Final Answers (Key Values):

1. Outer top: \( \boldsymbol{9} \), Outer bottom: \( \boldsymbol{4} \)
2. Outer top: \( \boldsymbol{25} \), Outer bottom: \( \boldsymbol{16} \)
3. Inner top: \( \boldsymbol{3} \), Inner bottom: \( \boldsymbol{5} \)

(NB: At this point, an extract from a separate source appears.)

PR #4981, opened 2026-08-18
fix(approval): P7-R2 — V-6 focus-ring contrast, harness stylesheet, detail-view copy

zensgit:
## P7-R2 remediation slice

From the P7 phase-A evidence ledger (`p7-phaseA-evidence-20260818.md`): FAIL-2, FAIL-5, FAIL-6, and the three §2 raw-exposure candidates in `ApprovalDetailView.vue`. Own isolated worktree from fresh `origin/main`. Not merging.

4. Outer top: \( \boldsymbol{4} \), Outer bottom: \( \boldsymbol{36} \)
5. Outer top: \( \boldsymbol{64} \), Outer bottom: \( \boldsymbol{49} \)
6. Inner top: \( \boldsymbol{4} \), Outer bottom: \( \boldsymbol{100} \)
7. Inner bottom: \( \boldsymbol{13} \)
8. Inner top: \( \boldsymbol{16} \), Outer bottom: \( \boldsymbol{196} \)
9. Outer top: \( \boldsymbol{225} \), Inner bottom: \( \boldsymbol{1} \)
10. Outer top: \( \boldsymbol{144} \), Outer bottom: \( \boldsymbol{256} \)

(Note: For each problem, the missing value is filled using the pattern: \( \text{outer top} = (\text{inner top})^2 \) and \( \text{outer bottom} = (\text{inner bottom})^2 \), or vice versa.)